Jewish Labour Movement will submit formal complaint after it was revealed the party leader wrote the intro to a republished book containing overtly antisemitic tropes

Jenni Frazer is a freelance journalist

Labour leader Jeremy Corbyn
Labour leader Jeremy Corbyn

Anger over Jeremy Corbyn’s endorsement of a book containing overtly antisemitic tropes deepened yesterday as the Jewish Labour Movement said it was submitting a formal complaint about the episode.

J A Hobson, an economist, wrote Imperialism: A Study, in 1902, but a new edition was published in 2011. Four years before he became leader of the Labour Party, Corbyn wrote an extensive foreword to the re-published work.

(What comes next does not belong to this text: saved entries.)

Issue #276, opened 2016-02-09
ec2_instance source/dest check


mlosapio:
ec2_instance type should support source_dest_check and should not be a 1 time creation parameter.

mlosapio:
So this turned out to be a huge pain since AWS doesn't let you launch an instance with Source/Dest check specified. It's only available after launch - and it's sort of weak to require puppet run twice to have things configured correctly.

ahenroid:
@mlosapio, after closing #277, have you concluded that this is unworkable? Should we close this issue for now or leave it open if anyone wants to pick it up? Thanks!

mlosapio:
I just dont have the time to pick it back up - AFAIK its still an open issue.

ahenroid:
Thanks, @mlosapio. I'll leave this on the books.

PR #277, opened 2016-02-09
Added source/dest check parameter for the ec2_instance type

mlosapio:
https://github.com/puppetlabs/puppetlabs-aws/issues/276

### DIFF
--- a/lib/puppet/provider/ec2_instance/v2.rb
+++ b/lib/puppet/provider/ec2_instance/v2.rb
@@ -88,6 +88,7 @@ Puppet::Type.type(:ec2_instance).provide(:v2, :parent => PuppetX::Puppetlabs::Aw
       security_groups: instance.security_groups.collect(&:group_name),
       subnet: subnet_name,
       ebs_optimized: instance.ebs_optimized,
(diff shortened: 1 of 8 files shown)


mlosapio:
I can't figure out vcr and what's wrong here... if someone can help me out I'd appreciate it.

lib/puppet/provider/ec2_instance/v2.rb
```diff
@@ -293,11 +294,28 @@ def create
         )
       end
 
+      ec2.wait_until(:instance_running, instance_ids: instance_ids)
```
hanikesn: Can't we only wait when we actually want to change the value or do we have to wait in all cases?

zleswomp:
@mlosapio I can help with VCR, but we need to start with a rebase on this one.  Also, more information in the commit would help me understand what the goal here is.  Do you have interest in coming back to this work?

mlosapio:
We can abandon, I dont have the cycles at the moment to come back to this...

zleswomp:
Thanks for coming back with that.  Apologies that this sat for so long @mlosapio.

PR #296, opened 2016-04-11
(CLOUD-498) add minimal tags support to ec2_autoscalinggroup

DavidS:
ec2_autoscalinggroup has a different API for tags compared to other
resources. Presumably this is because of the propagate_at_launch
complexity.

The changes are covered by acceptance tests, while the VCR-based specs
were beyond repair. When deleting the cassettes, one of the tests didn't
even have a cassette recorded. I don't know what that was testing.


gregohardy:
+1 on the change. The code looks good.

PR #640, opened 2026-03-25
Add safety guards to prevent cleanup of active system state

abcreativ:
## Summary

Mole can inadvertently break active system state during cleanup. This PR adds safety guards across several cleanup modules:

- **Wallpaper/screensaver preservation** — Detects the active wallpaper via `defaults read com.apple.wallpaper` and the per-space `Store/Index.plist`, then excludes those assets from cleanup. Also skips wallpaper agent cache when `WallpaperAgent` is running. Previously, running `mole clean` would reset the user's wallpaper to default.
- **iOS Simulator running check** — Skips Simulator cache, temp, and log cleanup when the Simulator process is active (prevents mid-session crashes).
- **mdfind timeout increase (2s → 5s)** — The 2-second timeout caused false orphan detection on systems with slow Spotlight indexes, leading to deletion of data for apps that are actually installed.
- **Dynamic Claude VM bundle discovery** — Uses `find` instead of a hardcoded path, so it works across Claude Desktop versions.
- **Expanded service worker domain protection** — Adds Google Workspace, GitHub, GitLab, Notion, Figma, and other offline/PWA-capable sites to the protected list.
- **macOS installer version check** — Won't delete installer apps that match the currently running macOS major version (recovery/reinstall safety).
- **Chrome/Edge broken symlink guard** — If the `Current` symlink target doesn't exist, skips version cleanup entirely instead of potentially deleting the active browser version.
- **Mail attachment message improvement** — Shows the age threshold in the cleanup message for transparency.

## Test plan

- [ ] Run `mole clean --dry-run` and verify no errors
- [ ] Verify wallpaper is preserved after `mole clean` (set an aerial wallpaper first)
- [ ] Run with Simulator open — confirm skip message appears
- [ ] Run on a system with slow Spotlight — confirm no false orphan deletions
- [ ] Verify Chrome/Edge version cleanup still works when symlink is valid
- [ ] Verify macOS installer matching current version is kept

### DIFF
--- a/lib/clean/system.sh
+++ b/lib/clean/system.sh
@@ -120,7 +120,7 @@ clean_deep_system() {
     # and not matching the currently installed macOS version (recovery safety).
     local installer_cleaned=0
     local current_macos_version=""
-    current_macos_version=$(sw_vers -productVersion 2>/dev/null | cut -d. -f1 || true)
+    current_macos_version=$(sw_vers -productVersion 2> /dev/null | cut -d. -f1 || true)
     for installer_app in /Applications/Install\ macOS*.app; do
         [[ -d "$installer_app" ]] || continue
         local app_name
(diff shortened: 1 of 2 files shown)


tw93:
@abcreativ Thanks for this PR! The improvements you added are solid and are now merged.

A couple of things were adjusted on your branch before merging. The wallpaper preservation logic used raw `find -delete` which bypasses the project's safety helpers, so that section was reverted to use `safe_find_delete` as before. The WallpaperAgent running guard you added already handles the active-wallpaper protection case cleanly. The macOS installer version check was also updated to read `DTPlatformVersion` instead of `DTSDKBuild`, since the latter is a build number rather than a version string and the comparison wasn't matching correctly.

Everything else landed as-is: the expanded service worker domain list, Simulator running guard, mdfind timeout increase, dynamic Claude VM bundle discovery, and the Chrome/Edge broken symlink guard. These are all great additions. Thanks again!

Hobson argued in the book that global finance was controlled in Europe by “men of a single and peculiar race, who have behind them many centuries of financial experience”, who were “in a unique position to control the policy of nations”.

He added, in case anyone was unclear as to his meaning: “Does anyone seriously suppose that a great war could be undertaken by any European State, or a great State loan subscribed, if the house of Rothschild and its connections set their face against it?”

The revelation, uncovered by The Times’ Lord Finkelstein, provoked widespread fury. A strongly-worded statement from the Jewish Labour Movement said: “A fish rots from the head”, adding that any other Labour member would have been suspended and that Corbyn should “consider his position”. The affiliate will also ask the EHRC to include Corbyn’s endorsement of Hobson’s book in any investigation of the party for institutional antisemitism.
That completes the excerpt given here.